Other factors were found to affect the ability to detect geothermal temperature fluctuation anomalies, including elevation and other topographical features, making it difficult to distinguish surface fluctuations from subsurface anomalies (Eneva & Coolbaugh, 2009, pp. 467-470). A comparison of daytime and nighttime images reveals that these comparisons can be an important tool in distinguishing true subsurface geothermal anomalies from surface and atmospheric interference. However, much more work is needed in this area to understand the application of these paired data sets (Eneva, Coolbaugh, & Bjornstad et al., 2007, pp. 1-7).

The pixel in the hyperspectral data set represents a combination of the end-member materials, with those of areal abundance representing the pixel color. However, each pixels distinct and must be analyzed further to determine of indicator minerals for geothermal hotspots are present (Kratt, Calvin & Coolbaugh, 2005, pp. 271-276). This will be an important area for further development of spectral techniques, as many minerals have similar absorption features, as was the case with chalcedony and opal in a recent analysis (Kratt, Calvin, & Coolbaugh, 2004, pp. 1304). Current efforts in research are focusing on the ability to unmix spectra and cancel the affects of atmospheric interference through the use of algorithms (Pal & Nash, 2003, pp. 669-672).

Spectral analysis using wavelengths of 0.4 to 2.5 ?m have been used as the means to identify spectral signatures in the laboratory. These same analysis techniques are now being used in spaceborne methods of spectral analysis (Kratt, Calvin & Lutz, n.d. pp. 1-9). At the present time, these results are being confirmed using handheld GPS and pocket personal computers to provide field verification of results (Coolbaugh, Sladek, & Kratt et al., 2004, pp. 321-324). Spectral analysis of the same set of core samples using both Analytical Spectral Devices (ASD) and Fourier Transform Infrared Spectrometer (FTIR) demonstrated the differences in the two analytical methods (Calvin, Kratt, & Fauldsm 2005, pp. 1-18). Further fieldwork is needed to understand these differences and their affect on data analysis fully.

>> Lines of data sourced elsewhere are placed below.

PR #7256, opened 2024-05-22
stats/opentelemetry: CSM Observability client side component changes

zasweq:
This PR adds the CSM Observability logic for the client side of the OpenTelemetry component.

RELEASE NOTES: N/A

### DIFF
--- a/stats/opentelemetry/client_metrics.go
+++ b/stats/opentelemetry/client_metrics.go
@@ -22,6 +22,8 @@ import (
 	"time"
 
 	"google.golang.org/grpc"
+	istats "google.golang.org/grpc/internal/stats"
+	"google.golang.org/grpc/metadata"
 	"google.golang.org/grpc/stats"
 	"google.golang.org/grpc/status"
 
@@ -62,6 +64,14 @@ func (csh *clientStatsHandler) unaryInterceptor(ctx context.Context, method stri
 		method: csh.determineMethod(method, opts...),
 	}
 	ctx = setCallInfo(ctx, ci)
+
+	if csh.o.MetricsOptions.pluginOption != nil {
+		md := csh.o.MetricsOptions.pluginOption.GetMetadata()
+		val := md.Get("x-envoy-peer-metadata")
+		if len(val) == 1 {
+			ctx = metadata.AppendToOutgoingContext(ctx, metadataExchangeKey, val[0])
+		}
+	}
 
 	startTime := time.Now()
 	err := invoker(ctx, method, req, reply, cc, opts...)
@@ -123,8 +133,21 @@ func (csh *clientStatsHandler) HandleConn(context.Context, stats.ConnStats) {}
 
 // TagRPC implements per RPC attempt context management.
 func (csh *clientStatsHandler) TagRPC(ctx context.Context, info *stats.RPCTagInfo) context.Context {
+	// Numerous stats handlers can be used for the same channel. The cluster
+	// impl balancer which writes to this will only write once, thus have this
+	// stats handler's per attempt scoped context point to the same optional
+	// labels map if set.
+	var labels *istats.Labels
+	if labels = istats.GetLabels(ctx); labels == nil {
+		labels = &istats.Labels{
+			TelemetryLabels: make(map[string]string),
+		} // Create optional labels map only if first stats handler in possible chain for a channel.
+	}
+	ctx = istats.SetLabels(ctx, labels)
 	mi := &metricsInfo{ // populates information about RPC start.
 		startTime: time.Now(),
+		xDSLabels: labels.TelemetryLabels,
+		method:    info.FullMethodName,
 	}
 	ri := &rpcInfo{
 		mi: mi,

This section of literature highlights the need for further research in the area of limiting or eliminating disturbances that are due to environmental factors that are beyond the control of the researcher. Currently, researcher is going in the direction of the development of algorithms that correct for many of these factors. However, statistical elimination of these factors has advantages and disadvantages. From one perspective, algorithms can be developed that effectively eliminate the troublesome interference. However, they can also eliminate part of the desirable part of the signal as well. One must do many tests in the area to be assessed in order to confirm the results of statistical elimination of confounding variables in the field. There is still much work to be done in this area regarding remote sensing using satellite imagery. This research hopes to aid research in this direction, with the ultimate goal of making remote sensing by satellite a more reliable means to detect geothermal hotspots in Malawi and in the rest of the world.